Along with her work partner, David Matas, Sarah Teich (30) assists victims’ groups in their fight for justice and accountability for atrocity crimes and human rights violations, using national and international mechanisms. When asked why she became an international human rights lawyer, Teich said she always wanted to help people. “Throughout my life I have tried to help and be conscious of those less fortunate than myself,” she said. This goal has led her to acquire several degrees during her journey to help those who have been victims of human rights violations.
After completing her BA&Sc at McGill University in Montreal, Canada, Teich went on to complete a Masters in Counterterrorism at Reichman University, where she graduated magna cum laude. She then completed a Juris Doctor degree in law from the University of Toronto. According to Sarah, her law degree and master’s degree in counterterrorism provide the knowledge and expertise needed for her current practice. “Now I practice international law and work extensively at the intersection of counter-terrorism and human rights, particularly representing victims of terrorism and advocating for changes to Canadian law and policy to better support them. I literally use my counterterrorism knowledge on a daily basis.”

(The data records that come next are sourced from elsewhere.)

PR #302, opened 2017-07-10
Fix test fail when there is a service with 'Next' in the name.

galund:
Being explicit with which links we want to click on, because of some services having the word 'next' in their name (!)

https://trello.com/c/5t96gz0Z/400-functional-tests


galund:
I'm not convinced because I don't think even in this case the link says
exactly "Next" (it also includes the page number and count?) Happy to try
though and see how many existing tests break :) ..

samuelhwilliams:
Ah duh yeah. Ok. Don't know why you've used `klass` rather than - I assume - `class` - but if this works then looks good.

According to Teich, her work includes advocating for changes to Canadian laws and policies to better support the groups she represents. “In addition to the Canadian Coalition Against Terrorism, which advocates for victims of terrorism, my clients include Uyghur non-profit groups, Iranians (I am one of the legal advisors to the Association of Families of Robbery Victims PS752), Tamils, Tigrayans, and others. What I do specifically for each group varies.” For example, for the International Tamil Refugee Assistance Network and the Tamil Rights Group, Teich recently sent a communication to the Office of the Prosecutor of the International Criminal Court (ICC) in The Hague, asking him to open a preliminary examination into the crimes against humanity of deportation and persecution For Uyghur Rights Advocacy Project, a non-profit Uyghur organization based in Canada , she represented them before the Federal Court of Canada and asked the Court to rule that the Canada Border Services Agency has the power to presumptively prohibit imports from that of Xinjiang (East Turkestan) on the basis that these goods are made using Uyghur forced labor. It was the first time that a Uighur group had appeared in a Canadian court. For C-CAT, she and Matas recently proposed several legal and policy changes to address the impunity enjoyed by many returning foreign fighters from Islamic State, in a report that was later co-published by C-CAT and the Macdonald Laurier Institute (MLI), where Teich is a Senior Fellow.

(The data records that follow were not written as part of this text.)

PR #304, opened 2017-07-11
Add skip environment tags for link text that is being deployed

idavidmcdonald:
This is the supplier frontend PR that broke the tests - https://github.com/alphagov/digitalmarketplace-supplier-frontend/pull/714

### DIFF
--- a/features/supplier/view_and_edit_services.feature
+++ b/features/supplier/view_and_edit_services.feature
@@ -7,10 +7,30 @@ Background:
   And that supplier is logged in
   And that supplier is on that framework
 
+@skip-staging
 Scenario Outline: Supplier coming from dashboard to view the detail page for one of their services
   Given that supplier has a service on the <lot_slug> lot
   And I am on the /suppliers page
   When I click 'View services'
+  Then I am on the 'Current services' page
+  When I click '<service_name>'
+  Then I am on the '<service_name>' page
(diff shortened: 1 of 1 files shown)


benvand:
Should the skip tags be the other way around?
The older, existing functionality will be on staging, and should therefore be skipped on preview.
The newer test, with the functionality we're introducing, will be available on preview only and so we need to skip it on staging.

idavidmcdonald:
I think it is correct as it stands?

At the moment on preview we have the text 'View services'
At the moment on staging we have the text 'View'

MuriloDalRi:
The test looks good 👍

features/supplier/view_and_edit_services.feature
```diff
@@ -24,3 +25,22 @@ Scenario Outline: Supplier coming from dashboard to view the detail page for one
     | digital-outcomes           | Digital outcomes           | Team capabilities           | Agile coaching   |
     | user-research-participants | User research participants | Recruitment approach        | Entirely offline |
     | user-research-studios      | GDSvieux Innovation Lab    | Lab address                 | GDSbury          |
+
+@skip-preview
```
samuelhwilliams: Be nice to throw in `@skip-local` as well, for anyone who tries to run the functional tests locally.

PR #305, opened 2017-07-13
Docker compose

Wynndow:
Add a Docker Compose configuration for helping with setting up a local environment for running functional tests again. See the README for more info.


.dockerignore
```diff
@@ -0,0 +1,3 @@
+*
+
+!local_nginx/
```
allait: There's already an `nginx/` folder, can we use that?

README.md
```diff
@@ -78,3 +79,52 @@ applications are running the functional tests can be run with
...
+## Setting up your local environment with Docker Compose to run functional tests against
+
+Setting up your local environment and database to run the functional tests against can be a pain. Wouldn't it be nice if you could get all the apps up and running, backed by a database in the correct state with just one command? That's hopefully what we can do with Docker Compose. It uses the latest tagged Docker images of the apps as well as a DB dump of your choosing to achieve this.
+
+### Setup
+
+  - Have Docker installed on your machine - see [here](https://www.docker.com/docker-mac)
+  - Have Docker Compose installed on your machine. Docker for Mac comes with it so you probably won't need to do anything extra. You can check with `docker-compose -v`. If you don't have it, go [here](https://docs.docker.com/compose/install/)
+  - Have a database dump that you want to use. The most up to date you can get your hands on the better. This is the data you're going to be running tests against so it should have all frameworks up to date.
+  - In the root of the functional tests repo create a directory called sql and place your database dump in there. Make sure the dump has an `.sql` suffix.
```
Wynndow: The solution for the db dump thing means that there is now an `sql` dir. I've added the name of the dump to `.gitignore` though.

README.md
```diff
@@ -78,3 +79,52 @@ applications are running the functional tests can be run with
...
+  - Execute `$ make docker-up`
```
Wynndow: Cool

README.md
```diff
@@ -78,3 +79,52 @@ applications are running the functional tests can be run with
...
+  - Enter your AWS MFA code when prompted.
+  - If this is the first time you've run this command, the Postgres image will need to import the data from the dump. This will take a minute or two. When it's done, the apps will load, beginning with the api. When the logs in your terminal have calmed down and tell you that frontend apps have spawned uWSGI workers, move on.
+  - Go to [`http://localhost`](http://localhost). You should see the Digital Marketplace homepage.
+  - You now need to index your services. You can do this with a script in the scripts repo. From the root of your scripts repo, you're probably going to want to do this:
+        ./scripts/index-services.py  dev --api-token=myToken --search-api-token=myToken  --frameworks=g-cloud-9
```
Wynndow: It'd have to work on everyones system though. If there scripts repo is on a different relative path it'd break, right?

README.md
```diff
@@ -78,3 +79,52 @@ applications are running the functional tests can be run with
...
+### Updating the images
+      $ docker-compose pull
+  - Docker Compose will use app images tagged with `:latest`.
+  - If it finds them locally it'll just use them.
+  - Before running tests you'll probably want to pull the latest versions of the apps.
+  - This command will pull them all.
+
+### Running tests against YOUR version of the app.
+  - The main reason for al this is to make it easier to test YOUR local changes, which won't happen if you always have the `:latest` tagged image.
+  - Building your app locally will create a local image of it and give it the `:local` tag.
```
Wynndow: Yeah, typo. Should have been `:latest`

README.md
```diff
@@ -78,3 +79,52 @@ applications are running the functional tests can be run with
...
+  - Docker Compose will now use your local copy including your new stuff.
+  - From the root of the app you want to build an image for, run `$ make docker-build`
```
Wynndow: Done

.dockerignore
Wynndow: Yep!

Wynndow:
@allait Have added a solution for the database import errors issue, let me know what you think!

README.md
allait: Yeah, we can do the same thing we do for credentials with `DM_SCRIPTS_PATH`. It feels like setting one variable should be easier than getting all the parameters right. It's also more likely to be updated when the framework iteration changes.

Makefile
```diff
@@ -22,4 +22,10 @@ config/local.sh:
 clean:
 	rm -rf reports/
 
-.PHONY: smoke-tests run rerun setup install clean
+docker-up:
+	$(eval export AWS_ACCESS_KEY_ID=$(shell aws configure get aws_access_key_id))
+	$(eval export AWS_SECRET_ACCESS_KEY=$(shell aws configure get aws_secret_access_key))
+	$(eval export DM_MANDRILL_API_KEY=$(shell ${DM_CREDENTIALS_REPO}/sops-wrapper -d ${DM_CREDENTIALS_REPO}/vars/preview.yaml | grep mandrill_key | sed 's/^.* //'))
```
allait: Make should probably stop if this fails. It prints an error that quickly gets lost in the compose output.

README.md
```diff
@@ -78,3 +79,55 @@ applications are running the functional tests can be run with
...
+
+### Setup
+
+  - Have Docker installed on your machine - see [here](https://www.docker.com/docker-mac)
+  - Have Docker Compose installed on your machine. Docker for Mac comes with it so you probably won't need to do anything extra. You can check with `docker-compose -v`. If you don't have it, go [here](https://docs.docker.com/compose/install/)
+  - Have a `.envrc` file in the root of your credentials repo which sets your AWS profile to your sops profile. Probably something like `AWS_PROFILE=sops`. Check in `~/.aws/config` if you're not sure. This step isn't strictly necessary to get all the containers up and running, but functional tests will fail whenever trying to send an email if you don't do it.
+  - Have a database dump that you want to use. The most up to date you can get your hands on the better. This is the data you're going to be running tests against so it should have all frameworks up to date.
+  - Place your database dump into the `./sql` directory.
+  - Rename your dump to `database_dump`. This needs to be exact - no suffix!
```
allait: Is that because postgres will pick up any sql files in `/docker-entrypoint-initdb.d`? I think if you map sql folder to a different directory you could modify the script to run the file from there without requiring a name. It's also very likely that it would be called `exportdata.sql` since that's what our DB export files are names.

README.md
Wynndow: Yeah, that makes sense. I'll update and add a step to setup to set that env variable.

Makefile
Wynndow: To get the containers up and running it's not strictly necessary to set any of these. You just won't be able to upload documents or send fake emails. So the func tests will fail. I have a feeling that some people won't mind if this fails, they just want to play with the apps. I guess they could just use `docker-compose up` in that case.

Now Teich and Matas are co-founding a charity called Human Rights Action Group, under which they will continue to do this work. Teich is also about to be called to the bar in New York (she is currently only licensed in Canada). “And then I want to get the UK license,” she says. “Having multiple rights licenses will only broaden what we can do for the different groups we work with.”
Teich also loves to travel and has worked remotely for much of the pandemic. “I travel a lot for work – to meet clients and attend conferences all over the world,” she said. “But I also travel for pleasure. Everything has become remote during Covid-19; even the court is on Zoom. I can travel and work remotely. I spent the month of February in Guatemala. Last year, I spent several months in Mexico, scuba diving and working remotely from a small apartment in the jungle.
According to Teich, the master’s degree in counterterrorism from Reichman University gave her the opportunity to meet a professional network that helped her achieve her professional goals. “I am still in contact with many of my teachers and with some of my classmates. C-CAT was the first client I had as a lawyer, and they were referred to me by an old classmate of mine.”